The goal of this project is to analyze customer data and build a predictive model to identify individuals at risk of leaving. This model will help Regork implement proactive strategies, such as targeted incentives, to reduce churn and maintain customer satisfaction. By leveraging data-driven insights, we aim to support the company’s efforts to enhance customer loyalty and minimize revenue losses.

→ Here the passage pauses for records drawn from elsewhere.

PR #1448, opened 2018-01-09
test_caless: add SAN extension to server certs

Rezney:
Currently when testing we are using SAN extension only in
KDC, wildcard certs and not in the valid http/ds certs.
During replica installation we then see a warning about certs
having no `subjectAltName`.
  
`[ipatests.pytest_plugins.integration.host.Host.replica.cmd1047]   [7/41]: adding default schema
[ipatests.pytest_plugins.integration.host.Host.replica.cmd1047] /usr/lib/python3.6/site-packages/requests/packages/urllib3/connection.py:340: SubjectAltNameWarning: Certificate for replica.ipa.test has no `subjectAltName`, falling back to check for a `commonName` for now. This feature is being removed by major browsers and deprecated by RFC 2818. (See https://github.com/shazow/urllib3/issues/497 for details.)`

### DIFF
--- a/ipatests/pytest_plugins/integration/create_caless_pki.py
+++ b/ipatests/pytest_plugins/integration/create_caless_pki.py
@@ -384,14 +384,14 @@ def gen_server_certs(nick_base, hostname, org, ca=None):
                 x509.NameAttribute(NameOID.ORGANIZATION_NAME, org),
                 x509.NameAttribute(NameOID.COMMON_NAME, hostname)
              ]),
-             ca
+             ca, dns_name=hostname
              )
     gen_cert(profile_server, nick_base + u'-badname',
              x509.Name([
                 x509.NameAttribute(NameOID.ORGANIZATION_NAME, org),
                 x509.NameAttribute(NameOID.COMMON_NAME, u'not-' + hostname)
              ]),
-             ca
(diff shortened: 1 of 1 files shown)


tiran:
Could you please add SAN to the other certs, too? ``dns_name=u'not-' + hostname``, ``dns_name=u'alt-' + hostname``, etc. It may be a good idea to make dns_name a required keyword, too.

Rezney:
Thanks for checking this PR. I added SANs also to the other certs and run the changes on the suite. It passes. I would leave the "dns_name" option as it is as we may want to test also without SAN.

Rezney:
Spotted some failures when running whole ca-less test suite on this PR. Will need to check it. Removed ACK label for the moment.

tiran:
It was a CI hickup, nothing serious.

Rezney:
In this case "test_http/ds_san" tests were failing with:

Our analysis involves exploring the data to uncover trends, building machine learning models to predict churn, and providing actionable recommendations based on our findings. This comprehensive approach ensures that Regork can address churn effectively and continue its growth in the telecommunications market.
# Load libraries
library(tidymodels)
library(tidyverse)
library(baguette)
library(vip)
library(pdp)
library(here)
library(kernlab)
library(ggplot2)
library(earth)
library(rpart.plot)
library(ranger)
# Load data
c_retention <- read.csv("customer_retention.csv")
str(c_retention)
## 'data.frame': 6999 obs. of 20 variables:
## $ Gender : chr "Female" "Male" "Male" "Male" ...
## $ SeniorCitizen : int 0 0 0 0 0 0 0 0 0 0 ...
## $ Partner : chr "Yes" "No" "No" "No" ...
## $ Dependents : chr "No" "No" "No" "No" ...
## $ Tenure : int 1 34 2 45 2 8 22 10 28 62 ...
## $ PhoneService : chr "No" "Yes" "Yes" "No" ...
## $ MultipleLines : chr "No phone service" "No" "No" "No phone service" ...
## $ InternetService : chr "DSL" "DSL" "DSL" "DSL" ...
## $ OnlineSecurity : chr "No" "Yes" "Yes" "Yes" ...
## $ OnlineBackup : chr "Yes" "No" "Yes" "No" ...
## $ DeviceProtection: chr "No" "Yes" "No" "Yes" ...
## $ TechSupport : chr "No" "No" "No" "Yes" ...
## $ StreamingTV : chr "No" "No" "No" "No" ...
## $ StreamingMovies : chr "No" "No" "No" "No" ...
## $ Contract : chr "Month-to-month" "One year" "Month-to-month" "One year" ...
## $ PaperlessBilling: chr "Yes" "No" "Yes" "No" ...
## $ PaymentMethod : chr "Electronic check" "Mailed check" "Mailed check" "Bank transfer (automatic)" ...
## $ MonthlyCharges : num 29.9 57 53.9 42.3 70.7 ...
## $ TotalCharges : num 29.9 1889.5 108.2 1840.8 151.7 ...
## $ Status : chr "Current" "Current" "Left" "Current" ...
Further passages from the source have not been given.